Robert Weedon | Television | Sunday 20th September 2009

The culture secretary Ben Bradshaw has recommended that commercial television stations in the UK be allowed to use product placement in their programmes for the first time. This means that rather than waiting for the advert breaks, companies will be able to gatecrash the programmes themselves, and pay for their products to appear in soaps, comedies, TV dramas, talent shows, etc.

Michael Grade, the boss of ITV, has been particularly vociferous in his campaign for allowing product placement, and this is something of a volte-face from the government, who had previously opposed the campaign, fearing that it would blur the boundary between programme and advertisement. However, the decision has been made primarily in response to the fall in advertising revenue for companies such as ITV, although now it's been conceded, it will probably be much harder to revoke, even if the economic downturn ends.

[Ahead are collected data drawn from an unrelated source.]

PR #54, opened 2022-05-16
Added ability to plot rotated geom_text

csaluski:
Adds ability for geom_text to be rotated arbitrarily, closely matching the appearance of ggplot2's text rotate. The appearance is slightly different than in ggplot2 due to the fact that the rotation point in this code is the bottom center anchor of the text, while in ggplot2 it is the center of the point where the text is plotted. 
Note that this code slightly increases the rendered page output, as it adds a `transform` attribute to every text element. If we wanted to do different transforms with the `transform` attribute this could get ugly, but since translation and scale are handled with `x`, `y`, and `size` attributes, I don't think it's very likely that would be required.


tdhock:
code looks good thanks! can you please
1. try to get tests working on github actions
2. add a new test case for geom_text(angle=90), specifying angle as a geom parameter (current test only covers case of angle in aes). I believe when the geom parameter is specified, then the angle for that geom should be saved in plot.json, and then there is no need for an angle column in the tsv files.

Csaluski:
Sounds good, thanks for adding me. I tested out getting GitHub Actions set up on my fork and I think it's working. The tests don't pass but I believe that's because of regressions in the code, not an incorrect test setup. I'll make a PR from that now and then work from this repo directly in the future.

tdhock:
yes there could be regressions. which tests are failing?

Csaluski:
I think you saw them from the other PR, but for reference [renderer2 is failing 1 test](https://github.com/Csaluski/animint2/runs/6498512648?check_suite_focus=true#step:9:49), and it looks like the manual PDF for building for CRAN is hitting an error that might just be a [style file missing](https://github.com/Csaluski/animint2/runs/6498512970?check_suite_focus=true#step:9:130).

tdhock:
I have seen that inconsolata error before, but not for a long time. You need to install that latex package. If you are on ubuntu it should be a simple apt-get install fonts-inconsolata or something similar, https://packages.ubuntu.com/search?keywords=inconsolata&searchon=all&suite=all&section=all

inst/htmljs/animint.js
```diff
@@ -1087,20 +1087,28 @@ var animint = function (to_select, json_file) {
...
     const get_angle = function(d) {
+      x = scales["x"](d["x"]);
+      y = scales["y"](d["y"]);
+      // have to use optional chaining operator because params may be null 
       if (d.hasOwnProperty("angle")) {
-        x = scales["x"](d["x"]);
-        y = scales["y"](d["y"]);
-        console.log(x);
         // ggplot expects angles to be in degrees CCW, SVG uses degrees CW, so 
         // we negate the angle.
```
tdhock, line 1105: please move this comment down to where you use the negative in the code

tests/testthat/test-renderer1-text.R
```diff
@@ -42,21 +42,39 @@ plot.vec <- data.table(
...
   transform <- data.table(t(sapply(geom, xmlAttrs)))$transform
   expect_true(any(grepl("-45", transform)))
   expect_true(any(grepl("-90", transform)))
   expect_true(any(grepl("0", transform)))
+})
+
+viz.geom.angle <- list(scatter = scatter.plot <- ggplot() +
+  geom_text(
+    data=plot.vec,
+    aes(x=x, y=y, label=labs, angle=angle),
```
tdhock, line 67: shouldn't the angle be outside aes here?

Csaluski: Thanks for that catch, yes it should be.

tests/testthat/test-renderer1-text.R
```diff
@@ -30,3 +30,52 @@ test_that("text may contain commas and parentheses", {
   expect_that(any(grepl("\\(", txt)), is_true())
   expect_that(any(grepl(",", txt)), is_true())
 })
+
+### Test text rotation option
+library(data.table)
```
tdhock, line 35: can you please use data.frame instead of data.table, since we currently do not have any dependency on data.table? (this should cause the CRAN test to fail but we are not seeing it because it fails on the version string before it gets to that check)

tdhock:
looks good to me, thanks @csaluski !
Please add an entry to NEWS and then merge.

csaluski:
This is only failing because of the secret not being loaded because of cross-fork security protocols.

Product placement has always been present on American television, where manufacturers have often been allowed to sponsor an entire evening's entertainment, for example Ford's 1957 extravaganza The Edsel Show. In the UK we've been spared this, other than programmes being "sponsored" by particularly companies (the first being Cadbury's sponsorship of Coronation Street). However, we have always had a taste of product placement via films - if one watches the 2006 film Casino Royale, for example, (just £5 from Amazon.com - amazing value!) we find fairly obvious references to Omega watches, Ford/Jaguar/Land Rover, and most notably Sony; Sony Vaio, Sony-Eriksson, Sony Blu-Ray, Sony digital cameras, etc. While I have no problem with products being featured in the film, many of these felt tacked-on, to the point where they became comical:

Vesper Lynd: MI6 looks for maladjusted young men, who give little thought to sacrificing others in order to protect queen and country. You know... former SAS types with easy smiles and expensive watches. Rolex?
James Bond: Omega.
Vesper Lynd: Beautiful.

Some scenes in this film almost felt as if they had been written to feature these products, which surely goes against the need to tell a story and what concerns me is that product placement deals will influence editorial judgement. For example, rather than giving Inspector Morse a cool old Jaguar, with the current proposals, he would probably drive around in a shiny new Toyota. One could argue that car manufacturers have always had product placement by giving productions the use of cars for free - Ford were particularly good at this in programmes such as Z-Cars, The Sweeney and The Professionals. However, now the decision on what car Bodie and Doyle drive would probably be down to who wrote the biggest cheque to ITV plc.

Time will tell if allowing product placement is a good or a bad decision - if it's subtle, and helps pay for better-quality programmes on the beleaguered commercial channels then it is to be welcomed, but I have a horrible suspicion that it will become increasingly unsubtle as the years go by and will ultimately reduce, rather than improve quality.